Credit is due to the Carney government for the most comprehensive plan in modern times to increase Canadian food production, reduce Canada’s reliance on imported food by growing more food at home, and to create a lower-cost food distribution system for independent grocers.
The government’s $3-billion-plus National Food Security Strategy, budgeted over 10 years, does not promise to lower food prices, however.
Achieving substantial reductions in prices for food, whose high cost might be the biggest source of Canadians’ discontent, forcing approximately 2.8 million people to use a food bank at least once a month, would require drastic steps the government is not prepared to take.
More on that later.
First, a look at some overdue changes the strategy does make.
It invests $1 billion to create and expand food terminals and hubs. These are wholesale marketplaces like the Ontario Food Terminal that enable independent grocers to bypass the distributors owned by the large retailers and purchase fresh food at lower prices.
That could eventually trim prices at corner stores.
The strategy makes another $1 billion available to enable small and medium-sized food processors to expand their businesses and boost domestic food processing. That would enable Canada to cut back on costly imported food.
And the strategy invests $750 million to expand year-round Canadian fruit and vegetable production with new greenhouses, vertical farms and other enclosed growing spaces.
“Too many Canadians still rely on imported food at higher prices,” Prime Minister Mark Carney said in unveiling the strategy on June 11.
The strategy aims to build a Canadian “food system that is more resilient, more competitive, and more our own,” Carney said.
Those measures hold long-term promise of greater food sovereignty and affordability.
But Ottawa has not embraced the admittedly wrenching reforms by which food affordability could be more quickly achieved.
It has not adopted price controls, for which there is a precedent in the wage and price controls of the high-inflation era in the 1970s. Price controls needn’t be permanent. They can be in place only until increased local fruit and vegetable production lowers prices.
Meaningful reforms include using antitrust laws to break up the oligopoly of five giant grocery retailers that, by Ottawa’s calculation, together control about 75 per cent of the market. Genuine competition would lower prices.
Serious reforms include scrapping a Canadian supply management system in agriculture that inflates prices of dairy, eggs and poultry.
That system has long been recognized as harmful to consumers.

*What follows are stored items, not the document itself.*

PR #220, opened 2018-12-06
Fix the SDK installer so it respects target directories with spaces in their path

dscho:
It was reported in https://github.com/git-for-windows/git-sdk-64/issues/6 that installing into a directory whose path contains a space does not work.

While at it, I had to fix the problem where `.dll` files required by `git-remote-https.exe` were not picked up if they existed in `libexec/git-core/`, and I also activated the FSCache for the checkout.

### DIFF
--- a/sdk-installer/release.sh
+++ b/sdk-installer/release.sh
@@ -48,10 +48,13 @@ do
 	exes_and_dlls="$exes_and_dlls$file "
 
         for dll in $(ldd "$BIN_DIR/$file" |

It is also a political “third rail” that threatens the viability of any government intent on dismantling it. Which isn’t reason to avoid at least discussing reforms to a system many farmers find cumbersome or worse.
The strategy pledges to crack down on “surveillance pricing.”
But it is silent on the property controls that the large supermarket chains use to limit competition.
Supermarkets can negotiate terms with landlords to restrict who else can open a business on the same property, and what they can sell.
Depending on the lease arrangement, a supermarket can demand, for instance, that other merchants in the same mall or strip plaza be forbidden from marking down national brands like Coca-Cola and Pampers as “loss leaders” to draw customers into their stores.
A prohibition of surveillance pricing is welcome. It would put a stop to retailers using consumers’ personal data to set prices.
But the nearly 35 per cent increase in Canadian food inflation since 2019 was underway long before the advent of surveillance pricing.
By contrast, manipulation of food prices by property controls has been a silent enemy of consumers for years.
Manitoba is the one jurisdiction that has taken steps to end that anti-consumer practice. Loblaw, for one, has said it will end the practice if the other grocers do.
And the strategy’s $12.9-million increase in the budget of the Competition Bureau and the Competition Tribunal is a welcome initiative to better enable those watchdogs to identify and put an end to anti-competitive food industry conduct.
But that is the same Competition Tribunal that has blithely overseen the plethora of grocery mergers and acquisitions by which the industry has consolidated into a handful of players. They control not only most grocery retailing in Canada but some of the biggest food distributors supplying thousands of independent merchants.
A truly “strategic” approach to food affordability would see the Canadian food industry rebuilt to serve consumers, who will not gain significant price relief from this initiative.